(Provided information)
PR #1183, opened 2022-06-17
Append site name onto Google preview when show_in_title setting is selected

agalin920:
Screen Shot 2022-06-16 at 10 59 15 PM

### DIFF
--- a/src/apps/content-editor/src/app/views/ItemEdit/Meta/ItemSettings/ItemSettings.js
+++ b/src/apps/content-editor/src/app/views/ItemEdit/Meta/ItemSettings/ItemSettings.js
@@ -49,8 +49,6 @@ export const ItemSettings = memo(
       [meta.ZUID]
     );
 
-    console.log("testing", data, meta, web);
-
     return (
       <section className={styles.Meta}>
         <main className={styles.MetaMain}>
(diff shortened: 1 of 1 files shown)


src/apps/content-editor/src/app/views/ItemEdit/Meta/ItemSettings/ItemSettings.js
```diff
@@ -20,6 +21,12 @@ import styles from "./ItemSettings.less";
 
 export const ItemSettings = memo(
   function ItemSettings(props) {
+    const showSiteNameInMetaTitle = useSelector(
```
agalin920, line 24: This only subscribes to a specific objects value. If the specific object is not found (not all instances may have this setting key) then the variable is a still falsy value and does not render the title

src/apps/content-editor/src/app/views/ItemEdit/Meta/ItemSettings/ItemSettings.js
```diff
@@ -20,6 +21,12 @@ import styles from "./ItemSettings.less";
...
+      (state) =>
+        state.settings.instance.find(
+          (setting) => setting.key === "show_in_title"
```
agalin920, line 27: Selecting on 'key' === 'show_in_title' because it provided the most amount of context.

shrunyan (approved):

PR #1204, opened 2022-06-24
Fix cypress error due to new sidebar

rjpals:


agalin920:
@rjpals Failing tests

PR #1214, opened 2022-06-29
1133 MUI Zesty FieldTypeDate and Zesty FieldTypeDateTime

agalin920:
DEPENDANT ON https://github.com/zesty-io/material/pull/29

Screen Shot 2022-06-28 at 8 30 22 PM
Screen Shot 2022-06-28 at 8 30 35 PM
Screen Shot 2022-06-28 at 8 36 39 PM
Screen Shot 2022-06-28 at 8 36 45 PM
Screen Shot 2022-06-28 at 8 36 51 PM
Screen Shot 2022-06-28 at 9 09 25 PM
Screen Shot 2022-06-28 at 9 26 23 PM


cypress/e2e/content/content.spec.js
```diff
@@ -96,28 +96,22 @@ describe("Content Specs", () => {
...
-      cy.get("#12-63ab04-0nkwcc input").click();
+      cy.get("#12-63ab04-0nkwcc button").click();
 
-      cy.get(
-        '.flatpickr-calendar:not(.hasTime) [aria-label="March 5, 2019"]'
-      ).click();
+      cy.get("[role=dialog]").find('[aria-label="Mar 5, 2019"]').click();
 
-      cy.get("#12-63ab04-0nkwcc input").should("have.value", "2019-03-05");
+      cy.get("#12-63ab04-0nkwcc input").should("have.value", "03/05/2019");
```
shrunyan, line 103: Date format is REALLY important. we seem to be changing from a `-` delimiter to a `/` one. This could have significant implications to end consumption of these values. e.g. a customer has an API endpoint which relies on the date format. Can we specific the delimiter and keep it the same?

cypress/e2e/content/content.spec.js
```diff
@@ -96,28 +96,22 @@ describe("Content Specs", () => {
...
 
-      cy.get(".flatpickr-confirm").click();
-
-      // TODO get aria-label and capture in variable
-      // cy.get("#12-f3db44-c8kt0q .flatpickr-input.form-control.input").click();
-
-      // TODO compare aria-label value with input value
+      cy.get("#12-f3db44-c8kt0q  input").should(
+        "have.value",
+        "03/05/2019 02:30 pm"
```
shrunyan, line 113: It looks like the previous test was incomplete and did not have an expectation on the value defined. As mentioned in the prior comment format is extremely important. We need to determine the current format date/time values are sent and persisted at the API. We should then ensure the UI maintains that format and the test verifies the format.

src/apps/content-editor/src/app/components/Editor/Field/Field.js
```diff
@@ -829,21 +829,65 @@ export default function Field({
...
+                  placement="top-start"
+                  arrow
+                  title={settings.tooltip ? settings.tooltip : " "}
+                >
+                  <InfoIcon fontSize="small" sx={{ mr: 1 }} />
+                </Tooltip>
+              ) : (
+                " "
+              )}
+
```
shrunyan, line 883: Does this line break add white space to the UI?

cypress/e2e/content/content.spec.js
shrunyan: Pulled from the [source code formatting string](https://github.com/zesty-io/manager-ui/pull/1214/files#diff-f46e1bada931bfb3d22a8c7e5b48da51563447b4b5576e8f19489a1002477620R865) the format should be `YYYY-MM-DD HH:mm:ss`

src/apps/content-editor/src/app/views/ItemEdit/components/Header/ItemVersioning/ScheduleFlyout/ScheduleFlyout.js
```diff
@@ -200,14 +200,12 @@ export default class ScheduleFlyout extends Component {
                   />
                 </div>
                 <div className={styles.Row}>
-                  <FieldTypeDate
-                    type="date"
+                  <FieldTypeDateTime
                     name="publish"
                     label="Publish date and time"
-                    future={true}
```
shrunyan, line 207: Does the MUI component allow selection of future values? We should include a test which confirms this, along side the existing past value test.

src/apps/content-editor/src/app/views/ItemEdit/components/Header/ItemVersioning/ScheduleFlyout/ScheduleFlyout.js
```diff
@@ -200,14 +200,12 @@ export default class ScheduleFlyout extends Component {
...
                     value={this.state.selectedTime}
-                    datatype={"datetime"}
                     onChange={this.handleChangePublish}
+                    disablePast
```
shrunyan, line 208: Interesting. Adding note for myself to revisit and view this behavior in app. Should be fine but it is a change.

shrunyan (changes requested):

cypress/e2e/content/content.spec.js
agalin920: @shrunyan Yea so this was my thought process.

On current prod we show the following
Screen Shot 2022-07-06 at 4 40 49 PM

which then upon being sent to API gets resolved to:
date: "2019-03-05 00:00:00"
date_time: "2019-03-05 14:30:00.000000"

Given that our date time displays differently I figured there was no issue having what is displayed as long as it was being sent to the BE all the same.

All that being said I now realize it makes more sense for the value being sent directly to the BE to be displayed exactly how it is on the content editor so that users can see what date format to expect

src/apps/content-editor/src/app/views/ItemEdit/components/Header/ItemVersioning/ScheduleFlyout/ScheduleFlyout.js
agalin920: Yep it matches the behavior of future={true} which avoids the selection of a past value

src/apps/content-editor/src/app/views/ItemEdit/components/Header/ItemVersioning/ScheduleFlyout/ScheduleFlyout.js
agalin920: It always allows the selection of future values. future={true} was a prop for the old component that avoided the selection of a past value

But yea I'll write some tests for this

agalin920:
@shrunyan 
Updated date display format to display exactly what BE returns

Screen Shot 2022-07-06 at 5 28 29 PM

src/apps/content-editor/src/app/views/ItemEdit/components/Header/ItemVersioning/ScheduleFlyout/ScheduleFlyout.js
shrunyan: So the experience change introduced with this component swap is that past values are now selecteable? Do we care about this change? Can we prevent the new MUI component from allowing past value selections?

**Side note**: in regards to testing, what timezone is the browser test runner in github actions set to? What does that mean for our tests?

shrunyan:
> Updated date display format to display exactly what BE returns.

I like this direction. Only thing which is incorrect is the trailing `.000000` after the seconds value. We do not currently send time stamps structured like that to the API.

example update on zesty.pw date&time field
image

p.s. Typically that slot in the format string is timezone info. All though I have not seen it like the value the MUI component is providing. We drop timezone info as all values are stored in UTC and then converted to the local timezone for display.

src/apps/content-editor/src/app/views/ItemEdit/components/Header/ItemVersioning/ScheduleFlyout/ScheduleFlyout.js
agalin920: Correct. Im assuming the rational with future={true} was that the component can only select future values.

agalin920:
@shrunyan Yea oddly enough they don't get sent on the POST/PATCH but the BE returns .000000 upon GET the newly modifed record

So we can either send the trailing zeros to API via client to match it or modify the API

src/apps/content-editor/src/app/views/ItemEdit/components/Header/ItemVersioning/ScheduleFlyout/ScheduleFlyout.js
agalin920: No the experience is the same past values are still not selectable, this is set by a different prop 'disablePast'

shrunyan (approved):

PR #1234, opened 2022-07-07
Fix error where Metrics crashes when no media was requested

### LINKED ISSUE #1225: TypeError: Cannot read properties of null (reading 'map')
Sentry Issue: [MANAGER-UI-1JX](https://sentry.io/organizations/zestyio/issues/3358604213/?referrer=github_integration)

```
React ErrorBoundary Error: Cannot read properties of null (reading 'map')
  at requestData (./src/apps/reports/src/app/views/Metrics/index.js:169:3)
  at Ru (./src/apps/reports/src/app/views/Metrics/index.js:157:17)
  at o (/vendors.adf937ee00c199fc8603.js:102:436680)
  at Metrics (./src/apps/reports/src/app/views/Metrics/index.js:63:16)
  at t (/vendors.adf937ee00c199fc8603.js:102:5890381)
...
(22 additional frame(s) were not displayed)

TypeError: Cannot read properties of null (reading 'map')
  at Mu (./src/apps/reports/src/app/views/Metrics/index.js:496:39)
  at ss (/vendors.adf937ee00c199fc8603.js:102:5670460)
  at Ua (/vendors.adf937ee00c199fc8603.js:102:5722509)
  at Ml (/vendors.adf937ee00c199fc8603.js:102:5709783)
  at Sl (/vendors.adf937ee00c199fc8603.js:102:5709711)
...
(15 additional frame(s) were not displayed)
```

rjpals:
Closes #1225

### DIFF
--- a/src/apps/reports/src/app/views/Metrics/index.js
+++ b/src/apps/reports/src/app/views/Metrics/index.js
@@ -58,12 +58,12 @@ const numberWithCommas = (x) => {
 
 const floatWithCommas = (x) => {
   x = x.toFixed(2);
-  let parts = x.toString().split(".");
+  const parts = x.toString().split(".");
   parts[0] = parts[0].replace(/\B(?=(\d{3})+(?!\d))/g, ",");
   return parts.join(".");
 };
 
-export default function Metrics(props) {
+export default function Metrics() {
   const zuid = useSelector((state) => state.instance.ZUID);
   const [timePeriod, setTimePeriod] = useState(30);
   const { start, end } = getDates(timePeriod);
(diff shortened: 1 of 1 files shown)


src/apps/reports/src/app/views/Metrics/index.js
```diff
@@ -58,12 +58,12 @@ const numberWithCommas = (x) => {
 
 const floatWithCommas = (x) => {
   x = x.toFixed(2);
-  let parts = x.toString().split(".");
+  const parts = x.toString().split(".");
```
shrunyan, line 61: No changed needed but want to provide feedback for future reference. With an error fix it is best to avoid making additional changes which are not directly related to the error at hand. In this case the change from `let` to `const`. Can make if difficult to pin point the exact change which solves the issue. Obviously with this one it's not all that difficult but it's a good habit to follow so when there are errors that require cross cutting changes the PR is easier to understand knowing that every change is necessary. 

Additionally in terms of the change from let to const this particular line and it's following line is a good example of the debate on where it is appropriate to use const in javascript. While the assignment of `parts` is not changed on line 62 the underlying value is. i.e. The array the const is referring to has its values modified. While technically okay, like the other point, it is best to avoid making a habit of describing structures which have their values modified with `const`.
(End Provided information)
What is expected: Using the entries above, work out how many lines include the word "null", and give only that count.

Answer to this problem: 3